Hak pilih persyaratan masuk dalam aneka macam perjanjian permanen yang bisa dibatalkan. Nikah, thalaq, khulu’ dan sejenisnya tidak mendapatkan hak pilih yang satu ini, karena semua janji tersebut secara asal tidak bisa dibatalkan.
[3]. Hak Pilih Melihat (Khiyar ar-Ru’yah)
Maksudnya yakni hak orang yang terikat perjanjian perjuangan yang belum melihat barang yang dijadikan objek perjanjian untuk menggagalkan perjanjian itu bila ia melihatnya (dan tidak ber-kenan).
Untuk keabsahan hak pilih ini, dipersyaratkan dua hal: Yang menjadi objek perjanjian hendaknya merupakan benda tertentu, mirip rumah, kendaraan beroda empat dan sejenisnya. Kedua, hendaknya benda itu memang belum dilihat ketika akad.
Hak pilih melihat ini memang masih diperselisihkan oleh para ulama berdasarkan perselisihan mereka terhadap boleh tidaknya menjual barang-barang yang tidak terlihat wujudnya. Sebagian ulama membolehkannya secara mutlak. Ada juga yang justru melarangnya secara mutlak. Sebagian ulama ada yang membolehkan dengan satu persyaratan, dan bila tanpa persyaratan itu mereka melarangnya.
[4]. Hak Pilih Karena Cacat Barang (Khiyar Aib)
Hak pilih ini dimiliki oleh masing-masing dari pihak-pihak yang terikat perjanjian untuk menggagalkan perjanjian tersebut bila tersingkap adanya cacat pada objek perjanjian yang sebelumnya tidak diketahui.
Oleh karena itu disyariatkan hak pilih terhadap cacat, sehingga bisa mengantisipasi adanya cacat yang menghilangkan kerelaan.
Cacat yang bisa ditolak dengan hak pilih ini yakni cacat yang bisa mengurangi harga barang di kalangan para pedagang. Yang menjadi barometer di sini tentu saja orang-orang yang berpengalaman di bidang perniagaan barang tersebut. Juga dipersyaratkan bahwa cacat itu sudah ada sebelum serah terima, dan hendaknya orang yang melaksanakan perjanjian tidak mengetahui cacat itu. Persyaratan ini sudah sanggup dimaklumi secara aksio-matik.
Hak pilih terhadap cacat ini memperlihatkan hak kepada orang yang terikat perjanjian untuk melanjutkan perjanjian tersebut atau membatalkannya.
Tetapi jika orang tersebut sudah rela dengan adanya malu itu secara terus terang atau ada indikasi ke arah hal itu, maka hak pilih itu dengan sendirinya gugur.
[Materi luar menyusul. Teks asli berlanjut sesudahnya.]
PR #302, opened 2025-10-17
🤖 Fix workspace metadata fallback for Terminal-Bench

ammar-agent:
Terminal-Bench containers hit a regression when we sampled a single task: the
cmux agent failed with `Workspace metadata not found for cmux-bench`. The headless
agent does not populate config.json, so `AIService.getWorkspaceMetadata()` returned
an error even though `AgentSession.ensureMetadata()` wrote metadata.json.

## Changes
- Teach `AIService.getWorkspaceMetadata()` to fall back to metadata.json when the config lookup misses (with schema validation + debug logging)
- Keep the method synchronous by using fs sync helpers

## Testing
- make typecheck
- TB_SAMPLE_SIZE=1 make benchmark-terminal (fails on Docker as expected, but the cmux run no longer aborts on missing workspace metadata)

_Generated with `cmux`_

### DIFF
--- a/src/services/aiService.ts
+++ b/src/services/aiService.ts
@@ -1,4 +1,5 @@
 import * as fs from "fs/promises";
+import * as fsSync from "fs";
 import * as path from "path";
 import * as os from "os";
 import { EventEmitter } from "events";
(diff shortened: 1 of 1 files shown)


ammar-agent:
Closing in favor of simpler approach: completing metadata.json deprecation by writing directly to config.json instead of adding fallback complexity.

[5]. Hak Pilih Menentukan Objek Perjanjian Usaha
Artinya, hak bagi pembeli atau penjual untuk menentukan dengan konsekuensi persyaratan dalam perjanjian perjuangan yang akan dilakukannya, untuk menentukan satu dari dua atau tiga objek yang sama nilai atau harganya. Perjanjian itu berlaku pada salah satu dari dua atau tiga objek itu saja, dan salah satu dari pihak-pihak yang melaksanakan perjanjian tersebut berhak memilihnya.
Hak ini masih diperdebatkan juga oleh para ulama. Mayoritas ulama melarangnya, karena ketidakjelasan objek perjanjian, sehingga menyerupai menjual kucing dalam karung yang itu terang meru-sak perjanjian tersebut. Abu Hanifah membolehkan sistem ini dalam keadaan mendesak atau karena sudah menjadi kebiasaan, dengan catatan bahwa ketidakjelasan objek perjanjian itu tidak mengakibatkan terjadinya pertikaian.
Keabsahan hak pilih ini bagi yang membenarkannya, membutuhkan tiga syarat:
1. Pilihan itu hendaknya terhadap tiga macam objek atau kurang, karena itu yang menjadi kebutuhan. Bila lebih dari itu, terang tidak sesuai dengan kebutuhan dan tidak ada alasan untuk melakukannya.
2. Adanya perbedaan antara ketiga objek tersebut dengan klarifikasi harga masing-masing barang. Adanya perbedaan itu untuk menepis adanya ketidakseriusan dalam memilih. Sementara klarifikasi harga itu untuk menepis ketidakjelasan objek yang menjadikan perselisihan.
3. Pembatasan waktu. Abu Hanifah memberi persyaratan biar tidak lebih dari tiga hari, dianalogikan dengan hak pilih persyaratan. Namun kedua sobat dia lebih menentukan semata-mata dibatasi waktunya saja, meskipun lebih dari tiga hari.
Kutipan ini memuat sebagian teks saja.